Input material =>
=== Begin Enclosure ===

PR #1421, opened 2026-09-01
feat(launcher): ASPECT_CLI_DEBUG_BUILD to select the debug build per invocation

gregmagolan:
Today the `-debug-` CLI variant can only be requested by committing `version("…", debug = True)` to a repository's `.aspect/version.axl`. That is the wrong granularity for the case it exists for — reproducing a crash on one CI job. The pin lands in the repo, applies to every task and every developer, and has to be reverted afterwards, so in practice people either skip the debug build or carry a revert commit.

`ASPECT_CLI_DEBUG_BUILD` (any non-empty value) forces the debug variant for a single invocation, so a job opts in through its own environment with no repository change:

```yaml
environment:
  ASPECT_CLI_DEBUG_BUILD: "1"
```

It only turns the variant *on* — a `version.axl` that already asks for it is unaffected — and the version pin is still honored. It's applied in `resolve_config`, so it covers all three config sources: the repo's `version.axl`, the user-level one, and the built-in default where there is no file to carry a `debug = True` at all. Like `debug = True`, it selects the asset name the launcher derives, so a source naming an explicit `artifact` is unaffected, and a release with no `-debug-` asset still falls back to the primary binary.

`ASPECT_DEBUG` is unrelated and unchanged: it makes the launcher log verbosely and does not change which binary is fetched. That distinction has already cost a user a round-trip while chasing a crash, so the new variable is named to not collide with it.

---

- Searched for relevant documentation and updated as needed: yes (documented on the constant alongside the `debug = True` config it overrides)

- feat: `ASPECT_CLI_DEBUG_BUILD=1` makes the launcher fetch the `-debug-` CLI build for that invocation only, so a single CI job can run the diagnostic build without committing `debug = True` to `.aspect/version.axl`.

### Test plan

- New test cases added: `debug_build_env_forces_the_debug_variant` covers no config file, a `version.axl` with no `debug` key (pin still honored), a config that already sets `debug = True`, and empty-means-unset. Verified it fails with the override removed.
- Manual testing: against the real `v2026.36.1` release, with a `version.axl` pinning `2026.36.1` and no `debug` key — `ASPECT_CLI_DEBUG_BUILD=1` downloads `aspect-cli-debug-<triple>` and `aspect version` prints `2026.36.1 (debug build)`; unset or empty downloads the primary and prints `2026.36.1`.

=== End Enclosure ===

Exercise directions => Among the lines above, which hold the word "carry"? Report each one.

Exercise result =>
Today the `-debug-` CLI variant can only be requested by committing `version("…", debug = True)` to a repository's `.aspect/version.axl`. That is the wrong granularity for the case it exists for — reproducing a crash on one CI job. The pin lands in the repo, applies to every task and every developer, and has to be reverted afterwards, so in practice people either skip the debug build or carry a revert commit.
It only turns the variant *on* — a `version.axl` that already asks for it is unaffected — and the version pin is still honored. It's applied in `resolve_config`, so it covers all three config sources: the repo's `version.axl`, the user-level one, and the built-in default where there is no file to carry a `debug = True` at all. Like `debug = True`, it selects the asset name the launcher derives, so a source naming an explicit `artifact` is unaffected, and a release with no `-debug-` asset still falls back to the primary binary.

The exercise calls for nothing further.